=== EXTRACTED INFORMATION ===

PR #1534, opened 2026-09-04
feat(llamacpp): factor build_fserve_command for reuse outside the App

mhotan:
Extract the llama-cpp-fserve argv builder out of LlamaCppAppEnvironment.__post_init__
into a public build_fserve_command(), and have the App call it. This makes the exact
command the App runs reusable for other serving shapes that are not a Flyte App --
notably a llama.cpp server running as a native sidecar in a task pod -- so both shapes
stay in lockstep instead of re-deriving the argv. Behavior for the App is unchanged
(the argv is identical); adds unit tests including an equivalence check.

Co-Authored-By: Claude Opus 4.8 <noreply@anthropic.com>

Signed-off-by: Michael Hotan <mike@union.ai>

---

<sub>Stack created with <a href="https://github.com/github/gh-stack">GitHub Stacks CLI</a> • <a href="https://gh.io/stacks-feedback">Give Feedback 💬</a></sub>

### DIFF
--- a/examples/genai/llamacpp/README.md
+++ b/examples/genai/llamacpp/README.md
@@ -77,3 +77,8 @@ The same prefetched model can reach the server two ways, set by `model_delivery`
   `--jinja` for tool-calling, `--flash-attn`). See the
   [llama-server docs](https://github.com/ggml-org/llama.cpp/tree/master/tools/server).
 - **Speculative decoding.** Point `draft_model_hf_path` at a small draft GGUF (see the plugin README).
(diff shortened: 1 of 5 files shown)


mhotan:
Superseded by #1562 (feat(app): ModelDeliveryMixin + llama.cpp fuse serving). The fuse-delivery mode was reworked around a reusable `ModelDeliveryMixin`, and this PR's content is folded into #1562 (validated E2E live on AWS Mountpoint-S3 + GCP gcsfuse). Closing to consolidate.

===

## INSTRUCTIONS FOR THE TASK
Each record needs to be given again exactly.

## RESPONSE FOR THIS EXERCISE
PR #1534, opened 2026-09-04
feat(llamacpp): factor build_fserve_command for reuse outside the App

mhotan:
Extract the llama-cpp-fserve argv builder out of LlamaCppAppEnvironment.__post_init__
into a public build_fserve_command(), and have the App call it. This makes the exact
command the App runs reusable for other serving shapes that are not a Flyte App --
notably a llama.cpp server running as a native sidecar in a task pod -- so both shapes
stay in lockstep instead of re-deriving the argv. Behavior for the App is unchanged
(the argv is identical); adds unit tests including an equivalence check.

Co-Authored-By: Claude Opus 4.8 <noreply@anthropic.com>

Signed-off-by: Michael Hotan <mike@union.ai>

---

<sub>Stack created with <a href="https://github.com/github/gh-stack">GitHub Stacks CLI</a> • <a href="https://gh.io/stacks-feedback">Give Feedback 💬</a></sub>

### DIFF
--- a/examples/genai/llamacpp/README.md
+++ b/examples/genai/llamacpp/README.md
@@ -77,3 +77,8 @@ The same prefetched model can reach the server two ways, set by `model_delivery`
   `--jinja` for tool-calling, `--flash-attn`). See the
   [llama-server docs](https://github.com/ggml-org/llama.cpp/tree/master/tools/server).
 - **Speculative decoding.** Point `draft_model_hf_path` at a small draft GGUF (see the plugin README).
(diff shortened: 1 of 5 files shown)


mhotan:
Superseded by #1562 (feat(app): ModelDeliveryMixin + llama.cpp fuse serving). The fuse-delivery mode was reworked around a reusable `ModelDeliveryMixin`, and this PR's content is folded into #1562 (validated E2E live on AWS Mountpoint-S3 + GCP gcsfuse). Closing to consolidate.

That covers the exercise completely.